Remote Direct Memory Access (RDMA) is an extension of the Direct Memory Access (DMA) technology, which is the ability to access host memory directly without CPU intervention. RDMA allows for accessing memory data from one host to another. A key characteristic of RDMA is that it greatly improves throughput and performance while lowering latency because fewer CPU cycles are needed to process the network packets.
RDMA (Remote Direct Memory Access) extends the capabilities of Direct Memory Access (DMA), allowing direct access to host memory without CPU intervention. This technology facilitates memory data access between hosts, significantly enhancing throughput and performance while reducing latency due to decreased CPU cycle involvement.
Traditional Data Path vs RDMA
In a conventional network data path, applications navigate through buffers using the sockets API in user space. The kernel involves TCP, IPv4/6 stack, device drivers, and the network fabric, all demanding CPU cycles for processing. With today’s high-bandwidth networks (25, 40, 50, and 100 GbE), this poses a challenge, as substantial CPU time is needed. RDMA addresses this issue by bypassing the kernel, lowering network latency, and boosting data throughput with fewer CPU cycles.When the so-called communication path between the source and destination is set up, the kernel is bypassed. By doing so, the network latency is lowered while data throughput is increased because there are a lot less CPU cycles involved. The RDMA application speaks to the Host Channel Adapter (HCA) directly using the RDMA Verbs API. You can see a HCA as a RDMA capable Network Interface Card (NIC). To transport RDMA over a network fabric, InfiniBand, RDMA over Converged Ethernet (RoCE), and iWARP are supported.
RDMA Support in vSphere
RDMA is fully supported in vSphere, allowing communication between ESXi hosts over HCAs. Examples of RDMA use in vSphere include iSCSI extensions over RDMA in vSphere 6.7 and NVMeoF using RDMA in vSphere 7. With vSphere 7 Update 1, native endpoints, such as those with storage arrays, are also RDMA-supported.
Using RDMA in a vSphere environment for virtual workloads is endorsed. High-Performance Computing (HPC) applications, database backends, and big data platforms are among the applications benefiting from increased I/O rates and lower latency with RDMA.
RMDA Support for Virtual Machines
Multiple options exist for exposing RDMA to virtual machines (VMs). The first option involves using (Dynamic) DirectPath I/O to pass through an HCA or RDMA-capable NIC directly to the VM. While this creates a 1-to-1 relationship for the most optimized performance, it restricts features like vMotion.
The second option, Paravirtual RDMA (PVRDMA or vRDMA), supports vMotion for workload portability.
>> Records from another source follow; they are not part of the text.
PR #370, opened 2024-12-06
Decision for autoscaling with restricted downscaling

simu:


haasad (approved):
Decision looks fine!

Two thoughts that came up while reviewing this:
- How big is the chance/risk of two nodes being drained simultaneously? One by the maintenance and one for downscaling. This could create problems for deployments without PDBs that rely on the fact the we usually never drain two nodes at the same time.
- Is there a risk that the autoscaler will always add a node during the maintenance (because resources are tight during node rebooting) which will then not be downscaled anymore and lay around until the next maintenance?

PR #379, opened 2025-02-04
Decision: Managed Load Balancer and Autoscaling cloudscale Infra Nodes

bastjan:


simu (approved):
LGTM and we can workaround the issue with internal traffic on K8s < 1.30 by adding the following annotation to the LB service:

```
k8s.cloudscale.ch/loadbalancer-force-hostname: ingress.$CLUSTER_DOMAIN
```

PR #388, opened 2025-02-18
Add how-tos for managing nodes for Exoscale clusters with instance pools

simu:
* How-to for removing a node on an Exoscale cluster with instance pools
* How-to for changing node type on an Exoscale cluster with instance pools
* Some formatting cleanup in the partials used by the Exoscale node how-tos

### DIFF
--- a/docs/modules/ROOT/pages/how-tos/exoscale/remove_node_instancepool.adoc
+++ b/docs/modules/ROOT/pages/how-tos/exoscale/remove_node_instancepool.adoc
@@ -1,0 +1,98 @@
+= Remove a worker node (instance pool)
+
+:cloud_provider: exoscale
+:kubectl_extra_args: --as=cluster-admin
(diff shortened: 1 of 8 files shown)


docs/modules/ROOT/pages/how-tos/exoscale/remove_node_instancepool.adoc
```diff
@@ -0,0 +1,98 @@
...
+== Starting situation
+
+* You already have a OpenShift 4 cluster on Exoscale
+* Your cluster uses instance pools for the worker and infra nodes
+* You have admin-level access to the cluster
+* You want to remove an existing worker node in the cluster
+
+== High-level overview
+
+* Drain the node
```
bastjan, line 25:
```suggestion
* We drain the node
```

To make it analogous to the other steps.

bastjan (approved):

PR #402, opened 2025-04-15
Update cloudscale install instructions to provision cloudscale LB for ingress

simu:
* Extract ingress floating IP from Terraform state and configure in cluster config
* Deploy our cloudscale-loadbalancer-controller (https://github.com/appuio/cloudscale-loadbalancer-controller/)
* Deploy cert-manager before the cloudscale-loadbalancer-controller
* Various cleanups for steps that are no longer necessary


docs/modules/ROOT/partials/install/bootstrap-nodes.adoc
```diff
@@ -168,6 +202,25 @@ kubectl apply -f ../machine-api-provider-cloudscale/11_deployment.yaml
 ----
 kubectl apply `for f in ../openshift4-nodes/machineset-*.yaml ; do echo -n "-f $f " ; done`
 ----
+
+. Deploy the cloudscale loadbalancer controller
++
+[source,bash]
+----
+kubectl apply -f ../cloudscale-loadbalancer-controller/00_namespace.yaml
+kapitan refs --reveal --refs-path ../../refs -f ../cloudscale-loadbalancer-controller/10_secrets.yaml | kubectl apply -f -
```
bastjan, line 211: I wonder if we need a disclaimer that commodore needs to be installed with `uv` to get kapitan in the path?

PR #404, opened 2025-04-25
Update install instructions for OpenShift 4.18 on Exoscale

thobens:


simu:
outdated, we've now updated the instructions to 4.19 in #427

PR #417, opened 2025-07-01
Update cloudscale install instructions

simu:
* Remove some unnecessary configs
* Further simplify infrastructure provisioning (reordering some steps, removing some steps that aren't required anymore)
* Create image registry and logstore buckets with `mc`
* Add command to create a copy of the default `UpgradeConfig` of the installed cluster to trigger a first maintenance

TODO: Figure out if we need to add the image registry changes for other cloud providers as well


docs/modules/ROOT/partials/install/prepare-syn-config-terraform.adoc
```diff
@@ -49,15 +49,6 @@ yq eval -i ".parameters.openshift4_terraform.terraform_variables.rhcos_template
...
 ----
 
-endif::[]
-ifeval::["{provider}" == "cloudscale"]
-. Configure cloudscale.ch-specific Terraform variables
-+
-[source,bash,subs="attributes+"]
-----
-yq eval -i ".parameters.openshift4_terraform.terraform_variables.image_slug = \"custom:rhcos-{ocp-minor-version}\"" \
-  ${CLUSTER_ID}.yml
```
simu, line 59: We now set this variable in https://git.vshn.net/syn/commodore-defaults/-/blob/5de93dc03471c160e3887197db140745584ab93b/distribution/openshift4/cloud/cloudscale/machinesets.yml#L56 (internal)

Issue #1143, opened 2023-03-09
Tried out image preview in tmux using kitty


jackielii:
Today I tried out lf with:

kitty: nightly at https://github.com/kovidgoyal/kitty/commit/31d8a98a45a214a361e38f9e52a13a17faabfdb4
tmux: 3.3a

It looks like this

https://user-images.githubusercontent.com/360983/224049763-b2d5dcec-3cf0-485b-90d7-39bf4f59deb6.mov

A couple of issues still exists:

1. When switching to the image, the font changes (from 22s in the clip). I suspect this is an issue in kitty nightly.
    Somehow kitty nightly increases the font weight by 1. I.e. I use to use `Fira Code Medium`, but now I have to use `Fira Code Regular` to have the same effect
1. "loading..." text is not cleared and overlays on top of the image
2. The preview doesn't clear properly. The info is ok through. (See my dotfiles[1] for the mapping)
3. I had to decrease the size by one in order to have the image fit the screen. Maybe it's because lf didn't take the border into account? Also see [1] for details

[1]: https://github.com/jackielii/dotfiles/blob/main/.config/lf/preview

jackielii:
This belongs to a discussion, moving to: https://github.com/gokcehan/lf/discussions/1153

PR #1150, opened 2023-03-11
Refactor code for printing directories

### LINKED ISSUE #602: Ueberzug image previews overflow if drawbox option is set
When using ueberzug image previews as described in the wiki, the `drawbox` option isn't taken into account and some previews overflow into the border. I would post a screenshot but for some reason `import` doesn't work when trying to capture lf, I just get a black blob.

### LINKED ISSUE #889: Picture is oversize and out of the border while previewing
Picture is oversize and out of the border while previewing like this:
Screenshot_20220730_213848

joelim-work:
Fixes #602, Fixes #889

Changes:
- Calculate window width correctly when `drawbox` is enabled. For example, the default configuration contains three windows (shaped like `| 1 | 2 | 3 |`), so four spaces needs to be subtracted from the screen width, but the current implementation only subtracts one space from the last window.
- The `renew` function now calls `getWins` directly, instead of executing its own code which does the same thing.
- A `maxlength` variable is defined to indicate the maximum amount of space for displaying a filename, including the icon, the filename itself and the file info. This is the space left over from the window width after subtracting the space for line numbers and the select marker.

I have tested this using various combinations of settings including `drawbox`, `number`, `relativenumber` and `icons`. I would appreciate it if anyone else has the time to test this as well.

### DIFF
--- a/ui.go
+++ b/ui.go
@@ -444,12 +444,9 @@ func (win *win) printDir(screen tcell.Screen, dir *dir, context *dirContext, dir
 
 		s = append(s, ' ')
 
-		var iwidth int
-
 		if gOpts.icons {
 			s = append(s, []rune(dirStyle.icons.get(f))...)
 			s = append(s, ' ')
-			iwidth = 2
 		}
 
 		for _, r := range f.Name() {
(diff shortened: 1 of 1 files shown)


jackielii:
Not sure if it's related, but I had to subtract image preview width by one in Tmux setup: https://github.com/gokcehan/lf/issues/1143

joelim-work:
> Not sure if it's related, but I had to subtract image preview width by one in Tmux setup: #1143

@jackielii Yes, that is the same issue. Hopefully this patch should fix that particular problem for you.

gokcehan:
@joelim-work Thanks for the patch. I hope this won't break anything else.

PR #1151, opened 2023-03-11
Fix width used for line numbers

joelim-work:
To reproduce the issue:

1. Ensure that you are in a directory containing **exactly** 10 files
2. Start `lf` and enable the `number` option to display line numbers
3. Navigate to the 10th file at the bottom
4. Select the file using `toggle`

The select marker overlaps with the line number because there isn't enough space is allocated for it.


gokcehan:
@joelim-work Nice catch, thanks.

PR #1152, opened 2023-03-12
List commands

jackielii:
This is an alternative implementation of #1146 

/cc @ilyagr

### DIFF
--- a/app.go
+++ b/app.go
@@ -471,10 +471,6 @@ func (app *app) loop() {
 	}
 }
 
-type cleanFunc func()
-
-var noopCleanFunc = func() {}
-
 // This function is used to run a shell command. Modes are as follows:
 //
 //	Prefix  Wait  Async  Stdin  Stdout  Stderr  UI action
@@ -482,8 +478,7 @@ var noopCleanFunc = func() {}
 //	%       No    No     Yes    Yes     Yes     Statline for input/output
 //	!       Yes   No     Yes    Yes     Yes     Pause and then resume
 //	&       No    Yes    No     No      No      Do nothing
-//	$|      No    No     Pipe   Yes     Yes     Pause, Pipe execute, return cleanup to resume
-func (app *app) runShell(s string, args []string, prefix string) cleanFunc {
+func (app *app) runShell(s string, args []string, prefix string) {
 	app.nav.exportFiles()
 	app.ui.exportSizes()
 	exportOpts()
@@ -493,24 +488,6 @@ func (app *app) runShell(s string, args []string, prefix string) cleanFunc {
 	var out io.Reader
 	var err error
 	switch prefix {
-	case "$|":
-		var stdin io.WriteCloser
-		stdin, err = cmd.StdinPipe()
-		if err != nil {
-			log.Printf("writing stdin: %s", err)
-		}
-		app.cmdIn = stdin
-		cmd.Stdout = os.Stdout
-		cmd.Stderr = os.Stderr
-
-		app.nav.previewChan <- ""
-		app.nav.dirPreviewChan <- nil
-
-		if err := app.ui.suspend(); err != nil {
-			log.Printf("suspend: %s", err)
-		}
-
-		err = cmd.Start()
 	case "$", "!":
 		cmd.Stdin = os.Stdin
 		cmd.Stdout = os.Stdout
@@ -535,7 +512,7 @@ func (app *app) runShell(s string, args []string, prefix string) cleanFunc {
 	case "%":
 		shellSetPG(cmd)
 		if app.ui.cmdPrefix == ">" {
-			return noopCleanFunc
+			return
 		}
 		stdin, err := cmd.StdinPipe()
 		if err != nil {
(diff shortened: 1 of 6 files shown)


gokcehan:
@jackielii Hmm, so this adds additional list commands on top of #1146. I haven't seen this before merging the other one sorry. Isn't it already possible to view buffers and selections with custom commands though? Also, I think `maps` is much better than `list-maps` for discoverability.

jackielii:
> @jackielii Hmm, so this adds additional list commands on top of #1146. I haven't seen this before merging the other one sorry. Isn't it already possible to view buffers and selections with custom commands though? Also, I think `maps` is much better than `list-maps` for discoverability.

Thanks for checking, yes I like `maps` too. I thought if we have more "list-?" internal state commands, grouping them under `list-` might be a good idea.

As for why having `list-buffers` and `list-selections`:

1. I reckon selections & copy/cut buffers 's path should be internal to lf. Having to know the path of these files would be exposing internal behaviour to users.
1. Internal commands doesn't have the flickering ;)

With that said, I'm happy to close this out as I also like the idea of keeping it minimal.

gokcehan:
> 1. I reckon selections & copy/cut buffers 's path should be internal to lf. Having to know the path of these files would be exposing internal behaviour to users.

This is a valid point. How about we add some env variables for such files (e.g. `$lf_file_selection`). This can make things more portable for users that makes use of these special files in their custom commands.

> 2. Internal commands doesn't have the flickering ;)

I haven't looked at this in detail but do you think it would be possible or a good idea to expose `|` commands as a new command type to users so people can display something in the pager without the flicker?

jackielii:
> > 1. I reckon selections & copy/cut buffers 's path should be internal to lf. Having to know the path of these files would be exposing internal behaviour to users.
> 
> This is a valid point. How about we add some env variables for such files (e.g. `$lf_file_selection`). This can make things more portable for users that makes use of these special files in their custom commands.

I like that `$lf_file_selection` gives more flexibility on what users can do with it. Downside is that it's injected in every shell exec, increasing the size. Shouldn't be a problem though. I actually think the upside outweighs the downside.

FWIW, My use case is I often copy some stuff, move around, view some files, get distracted etc. And then I realised: "Oh, I copied some files, but what was it?" :D

Although file selection is already injected as `$fx`. It's the copy/cut "buffer" that's hidden inside the data dir.

> 
> > 2. Internal commands doesn't have the flickering ;)
> 
> I haven't looked at this in detail but do you think it would be possible or a good idea to expose `|` commands as a new command type to users so people can display something in the pager without the flicker?

I think It doesn't have the flickering is because the command is executed via go directly skipping the shell. Not 100% sure though, but does feel smoother in my setup.

I thought about exposing it as a new mode, but haven't thought of any use case for it. And how do we provide this `stdin` from `cmd.StdinPipe` to config?

jackielii:
Updated code to work with Windows. However seems like the default `more` pager on Windows doesn't wait for key if texts doesn't fill up a page...

ilyagr:
Just FYI, I haven't forgotten about this. I've been busier at work and didn't feel like thinking about code in my off time. I might get to it tomorrow, or during the week, or later -- it's a bit unpredictable.

ilyagr (changes requested):
cdsafs

ilyagr:
> Internal commands doesn't have the flickering ;)

I wonder, is there still flickering after recent changes by @joelim-work? Or are you talking about another kind of flicker?

> However seems like the default more pager on Windows doesn't wait for key if texts doesn't fill up a page...

I've noticed this problem too; I have `LESS=FRX --mouse --wheel-lines=2` set, and the `X` makes it exit when text doesn't fill up a page. However, I think we don't need to solve it for this PR, since this is an unusual config and I would guess that most users of `lf` on Windows will want install `less` anyway if they use this feature often.

One way I thought of fixing it in the future and making this more general is to have a `pipe-maps-to` or (preferably) a `pipe-state-to` command for piping internal state to a command (this is not an amazing name, though). `maps` could be an alias for `pipe-state-to maps $PAGER` by default (on linux). The user could remap it to `pipe-state-to maps another_pager`.

Then, you could extend it to work for `cmaps` or `cmds` (user-defined commands) as well. Buffers and selections could also fit into this framework, but I think I'd prefer them to be command-line options as I mentioned in the review.

Another way is to switch to the environment variable approach that @gokcehan suggested. I'm not a huge fan of this approach because I don't like super-long variables, but I could live with it.

jackielii:
@ilyagr thanks very much for the review! Sorry a bit late in replying.

Instead of replying your comments one by one, I realise I should just summarise them all:

1. there is already a way to list selections using $fx, and buffers using the `~/.local/share/lf/files`. Although this provides a little advantage in showing the information, it doesn't add anything useful. In addition, the community is already accustomed to the file approach. It has been integrated into many examples.
2. it seems you already have a plan to refactor the `runShell` function, I think the duplication of the runShellPipeIn in this PR is not warranted for the little functionality it adds. Accepting `[]byte` would make it simpler, but it assumes caller needs to allocate. `io.Reader` might work, but it either needs to be fully ready (ready has EOF) before calling `runShellPipeIn` or spawn a new go routine to do writing.
3. I found out that the flickering has nothing to do with running from shell manually or internal. So another reason not to make this PR
4. the only benefit added is the `envPager` for working with Windows

Overall, there isn't much benefit provided by this PR. I think we should close this. What do you think?

ilyagr:
I think "`envPager` is working for Windows" is an important addition. I also very much want to refactor the `runShell` function. I would also prefer not to duplicate as much code, but I thought we could clean that up later.

OTOH, if that's your preference, you can close this PR. I will then likely create my own PR doing one or both of those things, in a little while.

Sorry if I overwhelmed you with comments.

In any case, thank you for both of your PRs!

---------------

> Accepting []byte would make it simpler, but it assumes caller needs to allocate.

On one hand, I think it's fine for the caller to allocate there, I don't expect this function to ever be in a performace-critical loop. `listKeys` allocates anyway. So, IMO, it's more important to make it harder to use the function incorrectly for anybody who touches it in the future.

On the other hand, I also prefer the `io.Reader` approach. It's a good point that it will break if reading from the reader blocks, but I think it's OK to let the caller worry about that. If they really need to pass a Reader that can block, they can start a goroutine. Correct me if there's a more canonically correct Go way of doing this, but I'm guessing that io.Reader is often used in this way.

jackielii:
> In any case, thank you for both of your PRs!

No probs! Thanks for this awesome tool!

> On one hand, I think it's fine for the caller to allocate there, I don't expect this function to ever be in a performace-critical loop. `listKeys` allocates anyway. So, IMO, it's more important to make it harder to use the function incorrectly for anybody who touches it in the future, especially if they're doing something simple.
> 
> On the other hand, I prefer the `io.Reader` approach for its flexibility. It's a good point that it will break if reading from the reader blocks, but I think it's OK to let the caller worry about that. If they really need to pass a Reader that can block (e.g. to pass large amounts of data without allocating), they can start a goroutine themselves. Correct me if there's a more canonically correct Go way of doing this, but I'm guessing that io.Reader is often used in this way.

I agree, makes a lot sense! `io.Reader` would make it a cheap and flexible. I was just remembering I tried with `io.reader` first and figured we already have the `io.WriteCloser` we should just use it. But it does make the calling a bit weird.

Thanks for reviewing, closing

Issue #1133, opened 2023-02-26
Regression causing flashing lf with each selection


bluesuncat:
The current git version of lf redraws the screen each time a file is opened (when a previewer is used)
This causes the right pane to flash and display a "loading..." message for a split second each time a file is opened, making this very annoying.

It looks like this was introduced by this https://github.com/gokcehan/lf/commit/4a443cae58ffe417c4aebedd88aeae6380bf190c
Please revert the commit causing the regression

ilyagr:
Any thoughts, @joelim-work? See also https://github.com/gokcehan/lf/issues/414#issuecomment-1445295342

ilyagr:
I'm also leaning towards the opinion that reverting that commit would do more harm than good. However, I don't want to state that too strongly, since while the flicker doesn't bother me, maybe that's just the way I use `lf`.

joelim-work:
I should point out that reverting 4a443ca will only prevent flickering when a file is opened - the flickering will still occur for all the other actions where the selected file does change (e.g. navigating with `up`/`down`). Given that the flickering already occurs while navigating, I don't think the user experience is impacted by much if the flickering occurs when opening a file as well.

---

BTW the act of opening a file by default runs a shell command, which causes the file to be reloaded: https://github.com/gokcehan/lf/blob/3fc1db5d1426d417869857d4b6cf090f05d73d26/app.go#L543

I believe this is by design, since theoretically a shell command can change the nature of a file.

bluesuncat:
> @bluesuncat In my opinion this is really just a duplicate of #414, since that issue highlights the real problem where `loading...` is displayed whenever any file is selected.

This issue is about the flickering that occurs when opening files, not for previews like in #414

I do not see any reason why the preview would need to be refreshed when a file is opened since the preview would never change just because it is rendered twice, but maybe Im overlooking something here?

In any case, this change is very annoying and made lf nearly useless for me because I found it way too distracting. This may be a personal preference but I hope we can agree that it would be ideal to avoid any flickering at all like ranger does for example.

joelim-work:
I can reproduce the issue with a minimal config example:

`lfrc` config file:

```
cmd open $true
set previewer 'preview'
```

`preview` script:

```sh
#!/bin/sh

sleep 1
cat "$1"
exit 1; # exit 0 means the preview will be cached
```

[...]

PR #1164, opened 2023-03-19
Avoid refreshing previews for async shell commands

joelim-work:
This pull request addresses a user complaint where previews are redrawn when opening a file, see https://github.com/gokcehan/lf/issues/414#issuecomment-1468557109 for more details.

I think this issue probably extends to running any other asynchronous shell commands which could take a while to complete (e.g. `tar`), and when this happens there is no point refreshing the preview immediately because the command would not have completed yet.

### DIFF
--- a/app.go
+++ b/app.go
@@ -563,7 +563,11 @@ func (app *app) runShell(s string, args []string, prefix string) cleanFunc {
 		anyKey()
 	}
 
-	app.ui.loadFile(app, true)
+	// Asynchronous shell invocations return immediately without waiting for the
+	// command to finish, so there is no point refreshing the preview if nothing
+	// has changed yet.
+	volatile := prefix != "&"
+	app.ui.loadFile(app, volatile)
 
 	switch prefix {
 	case "%":


joelim-work:
Hi @gokcehan, I agree that the conversation in #414 is a bit hard to follow because there are actually two issues being described:

- The `loading...` message caused whenever a preview needs to be redrawn
- Whether or not a preview needs to be redrawn when a file is opened

This pull request addresses only the second issue.

When a file is opened, the `app.runShell` function is called, which in turn calls `ui.loadFile`, causing the preview to be redrawn. Here is a timeline of the behaviour:

- In r27, the preview will be redrawn when a file is opened (or when any other shell command is called). This behaviour is undesirable, as it causes the preview to flicker.
- In r28, commit e10ef91 introduced a bug where the preview would not be redrawn if `ui.loadFile` was called and the current file didn't change. This happens to 'fix' the issue, because opening a file is an action which doesn't change the current file, but also causes other problems, like the preview not refreshing when the terminal size changes.
- The commit  4a443ce which I added reverts the bug introduced e10ef91, which reintroduces the issue, prompting the discussion starting in #1133 and continuing in #414.
- Finally, the issue is fixed in this pull request.

For the purposes of the changelog, I suppose you can just say that the preview is no longer redrawn if an async shell command is called.

ilyagr:
I'm not 100% sure about this, but I was thinking that it might be better to move the refresh to when the command finishes, in the goroutine at 

https://github.com/gokcehan/lf/blob/6ffc4a4c8aef3cf84b04b44515240612865a4e4e/app.go#L612-L617

Let me know if you have any thoughts about this. I'll think if I can come up with an example where it's useful.

joelim-work:
Hi @ilyagr, the original intention of this pull request was to avoid immediately refreshing the preview when launching an async command, but now that I think about it, it's also quite reasonable to refresh it when the async command actually finishes.

I did notice that running a `%` command causes a refresh after it's done, so I think we can just do the same for async as well?

```diff
--- a/app.go
+++ b/app.go
@@ -614,6 +614,7 @@ func (app *app) runShell(s string, args []string, prefix string) cleanFunc {
                        if err := cmd.Wait(); err != nil {
                                log.Printf("running shell: %s", err)
                        }
+                       app.ui.exprChan <- &callExpr{"load", nil, 1}
                }()
        case "$|":
                return func() {
```

PR #1169, opened 2023-03-21
Use builtin `Clear` function for screen clearing

### LINKED ISSUE #845: simplify code
Correct me if I'm wrong but the following code does the same as `ui.screen.Clear()` right?

``` go
func (ui *ui) draw(nav *nav) {
	st := tcell.StyleDefault

	wtot, htot := ui.screen.Size()
	for i := 0; i < wtot; i++ {
		for j := 0; j < htot; j++ {
			ui.screen.SetContent(i, j, ' ', nil, st)
		}
	}
```
From the docs:
> Clear erases the screen.  The contents of any screen buffers will also be cleared.  This has the logical effect of filling the screen with spaces, using the global default style\.

joelim-work:
Fixes #845 

Credit to @horriblename for finding this.

### DIFF
--- a/ui.go
+++ b/ui.go
@@ -910,12 +910,7 @@ func (ui *ui) draw(nav *nav) {
 	st := tcell.StyleDefault
 	context := dirContext{selections: nav.selections, saves: nav.saves, tags: nav.tags}
 
-	wtot, htot := ui.screen.Size()
-	for i := 0; i < wtot; i++ {
-		for j := 0; j < htot; j++ {
-			ui.screen.SetContent(i, j, ' ', nil, st)
-		}
-	}
+	ui.screen.Clear()
 
 	ui.drawPromptLine(nav)
 


joelim-work:
@gokcehan Thanks for mentioning this, I didn't realise there that the behaviour would be different on Windows. I did a test on Windows and I can confirm that the slowness is still an issue.

It looks like using `Clear`/`Fill` is semantically different to just using `SetContent`, it sets `s.clear = true` which eventually ends up flushing the screen by calling `clearScreen`: https://github.com/gdamore/tcell/blob/c951371181bb4b1387d9010b8081590ae6a48152/console_win.go#L1159-L1170

I don't think there's any good way around this so I'm going to just close this pull request. Maybe it might be worth adding a comment to explain the Windows issue, but I'll leave that up to you to decide.

gokcehan:
@joelim-work I have now added a comment, thanks.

It requires VM Hardware version 13, introduced with vSphere 6.5 for x64 Linux guest OS. PVRDMA is configured with RDMA over Converged Ethernet (RoCE), supporting both v1 and v2. The difference is that RoCE v1 supports switched networks only, where RoCE v2 supports routed networks. The beauty of RoCE is that a ethernet fabric can be used. There’s not explicit requirement for a separate fabric, like with Infiniband. The ethernet fabric needs to support RDMA, primarily by supporting Priority Flow Control (PFC).
Configuring PVRDMA
To configure PVRDMA for a VM, ensure the Ethernet fabric supports RDMA, and a host requires an HCA. Use the esxcli command esxcli rdma device list to check for RDMA-capable NICs or navigate to the vSphere Client for a visual representation.
Go to an ESXi host > Configure > Physical Adapters. All the host’s network interfaces are shown with RDMA section, showing if RDMA is supported.
Note: Virtual Machines (VMs) located on separate ESXi hosts necessitate Host Channel Adapter (HCA) utilization for RDMA functionality. The HCA must be designated as the sole uplink for the Distributed vSwitch; however, NIC teaming is not supported with PVRDMA. In the vSphere Distributed Switch configuration, the HCA must serve as the exclusive uplink. Conversely, VMs residing on the same ESXi hosts or those employing the TCP-based fallback method do not require the HCA.
If RDMA is enabled, the system pairs the adapter with a physical uplink and binds it to a VMkernel interface.
For VMs, VM hardware version 13 is necessary, with the option to choose the PVRDMA adapter type when configuring a Linux x64 guest OS. Also notice the device protocol option for both RoCE v1 and v2.